PR #2030, opened 2020-05-06
Add shellcheck presubmit files

coryrc:

Add the files needed to run a presubmit job with shellcheck to this repo and to the prow-tests image.

Also fix `list_changed_files` function to use the correct variable, though it seems to have been working anyway

/cc @chizhg 
/assign @chizhg

### DIFF
--- a/images/prow-tests/Dockerfile
+++ b/images/prow-tests/Dockerfile
@@ -13,7 +13,7 @@
 # limitations under the License.
 
 # This is the base Dockerfile for knative-tests images, please remember to also
-# do `make push` in `../prow-tests-go112` directory to make sure these 2 images are in
+# do `make push` in `../prow-tests-*` directories to make sure these images are in
 # sync
 
 # TODO(chizhg): probably build the image from scratch?
@@ -32,8 +32,8 @@ RUN docker-credential-gcr configure-docker
 # Replace kubectl with a working version
 # TODO(chizhg): remove once https://github.com/knative/test-infra/issues/1858 is fixed
 ARG KUBECTL_VERSION=v1.17.4
-RUN rm -f $(which kubectl) && \
-    wget https://storage.googleapis.com/kubernetes-release/release/${KUBECTL_VERSION}/bin/linux/amd64/kubectl -O /usr/local/bin/kubectl && \
+RUN rm -f "$(which kubectl)" && \
+    wget "https://storage.googleapis.com/kubernetes-release/release/${KUBECTL_VERSION}/bin/linux/amd64/kubectl" -O /usr/local/bin/kubectl && \
     chmod +x /usr/local/bin/kubectl
 
 # Extra tools through apt-get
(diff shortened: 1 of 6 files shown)


images/prow-tests/Dockerfile
```diff
@@ -71,8 +71,12 @@ RUN gem install mdl -v 0.5  # required because later version of mdl requires rub
 # Install our own tools
 RUN go get knative.dev/pkg/testutils/junithelper
 
+# And our scripts
+ENV SCRIPTS /scripts
+COPY scripts /scripts
+
 # Temporarily add test-infra to the image to build custom tools
-ADD . /go/src/knative.dev/test-infra
+COPY . /go/src/knative.dev/test-infra
```
coryrc, line 79: https://docs.docker.com/develop/develop-images/dockerfile_best-practices/#add-or-copy

"Although ADD and COPY are functionally similar, generally speaking, COPY is preferred. That’s because it’s more transparent than ADD."

coryrc: to preempt any questions :-D

images/prow-tests/Dockerfile
```diff
@@ -71,8 +71,12 @@ RUN gem install mdl -v 0.5  # required because later version of mdl requires rub
 # Install our own tools
 RUN go get knative.dev/pkg/testutils/junithelper
 
+# And our scripts
+ENV SCRIPTS /scripts
```
chizhg, line 75: Is this line needed?

scripts/library.sh
```diff
@@ -652,6 +652,21 @@ function get_canonical_path() {
   echo "$(cd ${path%/*} && echo $PWD/${path##*/})"
 }
 
+# List changed files in the current PR.
+# This is implemented as a function so it can be mocked in unit tests.
+# It will fail if a file ever contained a newline character (which is bad practice anyway)
```
chizhg, line 657: This command will fail if the file name contains a newline character, or the file content? It would be surprising if it's the latter..

scripts/shellcheck-presubmit.sh
```diff
@@ -0,0 +1,18 @@
+#!/usr/bin/env bash
+
+set -e
+
+source "$(dirname "${BASH_SOURCE[0]}")/library.sh"
+
+if [[ IS_PROW -eq 0 ]]; then
```
chizhg, line 7:
```suggestion
if (( ! IS_PROW )); then
```

images/prow-tests/Dockerfile
coryrc: If you don't have it and something in the repo refers to `/scripts` directly, then you couldn't run those scripts locally without adding a symlink in your root directory.

scripts/library.sh
coryrc: fileNAME yes, I can update the comment to include the word `name`

images/prow-tests/Dockerfile
chizhg: Sorry it's still confusing to me. By `run those scripts locally` do you mean running them in the Docker container?

coryrc: No, run them locally NOT in a docker container.
Today there's no reason, but I'm trying to preempt a future issue.

chizhg: Got it.

/lgtm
•••
→ PROBLEM DETAILS: Find each line in the material above that carries the string "scripts", and copy it.

→ WRITTEN ANSWER:
+# And our scripts
+ENV SCRIPTS /scripts
+COPY scripts /scripts
+# And our scripts
+ENV SCRIPTS /scripts
scripts/library.sh
scripts/shellcheck-presubmit.sh
coryrc: If you don't have it and something in the repo refers to `/scripts` directly, then you couldn't run those scripts locally without adding a symlink in your root directory.
scripts/library.sh
chizhg: Sorry it's still confusing to me. By `run those scripts locally` do you mean running them in the Docker container?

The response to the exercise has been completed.